Net impact: Positive
5. Engineering, Capital Goods and Power Equipment
In this sector, the companies are involved simultaneously in manufacturing of goods and rendering
of services. For example, a company does manufacturing of transmission towers and also EPC of
entire transmission lines. Here, EPC players pay service tax and manufacturers pay excise duty at
present. Introduction of GST would combine it into a single tax so that credit is available at all
stages and double taxation is avoided. Domestic players will become cost competitive through this.
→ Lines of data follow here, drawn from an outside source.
PR #4262, opened 2022-02-11
[refactor] Remove support for raise statement

### LINKED ISSUE #4261: Exceptions raised in Taichi kernels are thrown at compile time
**Describe the bug**
Currently, exceptions in Taichi kernels are thrown at compile time, i.e., when the transformer traverses to the `raise` statement. This leads to some weird behaviors such as writing a `raise` statement in an `if` block results in compilation error even if the condition is not true. So, I propose that we should remove the support for `raise` statements.

**To Reproduce**

```py
import taichi as ti
ti.init()
@ti.kernel
def test():
    x = 1.0
    if x < 0.0001:
        raise ValueError("oops")
test()
```

**Additional comments**
There are some usages of `raise` statements in https://github.com/taichi-dev/taichi/blob/master/python/taichi/_funcs.py , for example,
```py
@func
def _svd(A, dt):
    """Perform singular value decomposition (A=USV^T) for arbitrary size matrix.
    Mathematical concept refers to https://en.wikipedia.org/wiki/Singular_value_decomposition.
    2D implementation refers to :func:`taichi.svd2d`.
    3D implementation refers to :func:`taichi.svd3d`.
    Args:
        A (ti.Matrix(n, n)): input nxn matrix `A`.
        dt (DataType): date type of elements in matrix `A`, typically accepts ti.f32 or ti.f64.
    Returns:
        Decomposed nxn matrices `U`, 'S' and `V`.
    """
    if static(A.n == 2):  # pylint: disable=R1705
        ret = svd2d(A, dt)
        return ret
    elif static(A.n == 3):
        return svd3d(A, dt)
    else:
        raise Exception("SVD only supports 2D and 3D matrices.")
```
We should move the `raise` statement out of the Taichi function.

lin-hitonami:
Related issue = close #4261


python/taichi/lang/ast/ast_transformer.py
```diff
@@ -1178,10 +1178,6 @@ def build_Continue(ctx, node):
     def build_Pass(ctx, node):
         return None
 
-    @staticmethod
-    def build_Raise(ctx, node):
-        raise build_stmt(ctx, node.exc)
```
ailzhang, line 1183: Can we add a test to show what's the current err msg when users write Raise in their kernel? Thanks!

ailzhang (approved):
Thanks!

PR #4264, opened 2022-02-14
[lang] Make ti.cfg an alias of runtime cfg

ailzhang:
Before this PR we have `ti.cfg` and `ti.lang.impl.current_cfg()` and
they're different objects. It's confusing to have both so let's just
make `ti.cfg` an alias of the other. (it's a bit difficult to hook ti.cfg as function call in python3.6 so let's just skip it for now.)

Note `ti.cfg` used to be default_config before `ti.init()` is called and
now it's `None`. It's safe to change this behavior as nothing can be
done without `ti.init()`.

Related issue = #3782

### DIFF
--- a/python/taichi/__init__.py
+++ b/python/taichi/__init__.py
@@ -47,6 +47,11 @@ if sys.version_info.minor < 7:
 else:
 
     def __getattr__(attr):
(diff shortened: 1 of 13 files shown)


strongoier (approved):
LGTM!

PR #4268, opened 2022-02-14
[refactor] Re-expose important implementation classes

strongoier:
Related issue = #3782

Users need to know these classes in order to query usages.


lin-hitonami (approved):
LGTM!

PR #4274, opened 2022-02-14
[bug] Disallow function definition inside ti.func/kernel

### LINKED ISSUE #4240: Nested function definition inside @ti.func
One can define a nested function inside a @ti.func, but cannot actually call it. The error message is misleading:

**Example code**:

```python
import taichi as ti
ti.init()

@ti.func
def test():
    def test1():
        pass
    # the funny thing is it's ok if we don't call test1() here ...
    test1()

@ti.kernel
def main():
    test()

main()
```

**The error message**

```
[Taichi] version 0.8.11, llvm 10.0.0, commit 9d0973e5, linux, python 3.8.10
[Taichi] Starting on arch=x64
  File "test.py", line 15, in <module>
    main()
  File "/home/taichigraphics/.local/lib/python3.8/site-packages/taichi/lang/kernel_impl.py", line 736, in wrapped
taichi.lang.exception.TaichiNameError: 
On line 13 of file "test.py":
    test()
    ^^^^^^
On line 9 of file "test.py":
    test1()
    ^^^^^
Name "test1" is not defined
```

Shall we fix this so that nested function declarations are allowed, or we explicitly tell the user not to do so?

lin-hitonami:
Related issue = close #4240

### DIFF
--- a/python/taichi/lang/ast/ast_transformer.py
+++ b/python/taichi/lang/ast/ast_transformer.py
@@ -6,7 +6,7 @@ from sys import version_info
 
 import astor
 from taichi._lib import core as _ti_core
-from taichi.lang import expr, impl, kernel_arguments, kernel_impl, matrix, mesh
+from taichi.lang import expr, impl, kernel_arguments, matrix, mesh
 from taichi.lang import ops as ti_ops
 from taichi.lang._ndrange import _Ndrange, ndrange
 from taichi.lang.ast.ast_transformer_utils import Builder, LoopStatus
--- a/python/taichi/lang/ast/ast_transformer.py
+++ b/python/taichi/lang/ast/ast_transformer.py
@@ -403,6 +403,12 @@ class ASTTransformer(Builder):
 
     @staticmethod
     def build_FunctionDef(ctx, node):
+        if ctx.visited_funcdef:
+            raise TaichiSyntaxError(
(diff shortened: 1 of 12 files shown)


python/taichi/lang/ast/ast_transformer.py
```diff
@@ -403,6 +403,12 @@ def build_Call(ctx, node):
 
     @staticmethod
     def build_FunctionDef(ctx, node):
+        if ctx.visited_funcdef:
+            raise TaichiSyntaxError(
+                f"Function definition not allowed in 'ti.{'kernel' if ctx.is_kernel else 'func'}'."
```
mzmzm, line 408:
```suggestion
                f"Function definition is not allowed in 'ti.{'kernel' if ctx.is_kernel else 'func'}'."
```

mzmzm (approved):
LGTM!

tests/python/test_syntax_errors.py
```diff
@@ -317,3 +317,31 @@ def foo():
...
+
+@test_utils.test()
+def test_funcdef_in_kernel():
+    @ti.kernel
+    def foo():
+        def bar():
+            pass
+
+    with pytest.raises(ti.TaichiSyntaxError,
+                       match="Function definition not allowed in 'ti.kernel'"):
```
mzmzm, line 330:
```suggestion
                       match="Function definition is not allowed in 'ti.kernel'"):
```

Issue #4266, opened 2022-02-14
Mesh test symbols not found error in python 3.10


qiao-bo:
Several test cases in test_mesh fail when using python 3.10. `python -m pytest tests/python/test_mesh.py -s`.

To reproduce:
Create python 3.10 env, e.g., using conda

The following is a minimal example:
```
import os
import numpy as np
import taichi as ti

this_dir = os.path.dirname(os.path.abspath(__file__))
model_file_path = os.path.join(this_dir, 'ell.json')

ti.init(arch=ti.x64)

def test_mesh_for(cell_reorder=False, vert_reorder=False, extra_tests=True):
    mesh_builder = ti.Mesh.Tet()
    mesh_builder.verts.place({'t': ti.i32}, reorder=vert_reorder)
    mesh_builder.cells.place({'t': ti.i32}, reorder=cell_reorder)
    mesh_builder.cells.link(mesh_builder.verts)
    mesh_builder.verts.link(mesh_builder.cells)
    mesh_builder.cells.link(mesh_builder.cells)
    mesh_builder.verts.link(mesh_builder.verts)
    model = mesh_builder.build(ti.Mesh.load_meta(model_file_path))

    @ti.kernel
    def cell_vert():
        for c in model.cells:
            for j in range(c.verts.size):
                c.t += c.verts[j].id

    cell_vert()

test_mesh_for(False, False)
```
Output:
```
Internal error occurred. Check out this page for possible solutions:                                                           
https://docs.taichi.graphics/lang/articles/misc/install        
Expected<T> must be checked before access or destruction.                                                                      
Unchecked Expected<T> contained error:                                                                                         
Failed to materialize symbols: { (0x55fea1fc5790, { cell_vert_c52_0_kernel_249_mesh_for }) }[E 02/14/22 10:56:07.821 525265] Re
ceived signal 6 (Aborted)        
```
The error only happens when using `arch=ti.cpu`.

qiao-bo:
CC @g1n0st, thanks!

PR #4275, opened 2022-02-14
[lang] Fix bls_buffer allocation of x64 crashed in py3.10

g1n0st:
Related issue = https://github.com/taichi-dev/taichi/issues/4266


qiao-bo (approved):
Thanks for the quick fix!

PR #4276, opened 2022-02-14
[llvm] Use GEP for array access instead of ptrtoint/inttoptr

strongoier:
Related issue = #2590

Using `ptrtoint/inttoptr` for array access prevents LLVM from demoting array alloca into individual allocas, which further prevents mem2reg optimizations. After this PR, with `dynamic_index=True`, we can have the same runtime performance as with `dynamic_index=False` for old code which can only access matrices with constant indices.

### DIFF
--- a/python/taichi/lang/matrix.py
+++ b/python/taichi/lang/matrix.py
@@ -69,7 +69,7 @@ class Matrix(TaichiOperations):
                     self.local_tensor_proxy = impl.expr_init_local_tensor(
                         [len(n)], dt,
                         expr.make_expr_group([expr.Expr(x) for x in n]))
-                    self.dynamic_index_stride = ti_core.data_type_size(dt)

Tax range is much wider in this sector; going up to around 30% depending on the basket of goods
provided in the EPC contract and any GST below 30% could improve cost competitiveness of the
players.
Thus, introduction of GST is expected to improve the prospects of engineering, capital goods and
power equipment (ECPE) sector by simplifying the structure.
Net impact: Positive
6. Hotels
Depending on the final GST rate, impact for the hotel sector is more likely to be neutral.
Restaurants and hotels are mainly subject to service tax, VAT, luxury tax. If GST is capped at
around 18%, the impact is likely to be neutral. This is because service tax payable by hotels is
around 8.7% and luxury tax around 8-12% (depending on state and type of service) and restaurants
have to pay Service tax at 5.6% and VAT at 12-14.5% which adds up to about 18%, thus having
neutralising effect on GST.
Net impact: Neutral

What is stopping GST Bill from being passed from the Rajya Sabha?
There are various demands by the Congress party, who have a majority in Rajya Sabha which is blocking
the passage of GST Bill from the Upper House, in respect of the legislation:
1. Capping GST rate to 18%.
2. Scrap the proposed 1% additional levy (over and above GST) for manufacturing states.
This was demanded by manufacturing states who argued that they needed to be compensated for the
investment they had made in improving their manufacturing capabilities, to which the Centre had
agreed.
3. To change the composition of the GST Council the body which decides the various nitty-grittys
like rates of tax, period of levy of additional tax, special provisions, etc.
Proposed Composition 2/3 from states and 1/3 from Centre.
What Congress wants Centres share to be reduced to one-fourth.
Currently, the GST Bill is yet to be passed from Rajya Sabha. The finance minister is hopeful of getting it
passed in the 2nd part of Budget Session to begin from April 25th. To summarize, GST Bill will be huge
reform in the tax structure which will help in reducing compliances, bring uniformity and smoothness,
reduce tax evasions and soften the impact of indirect taxes on final consumers.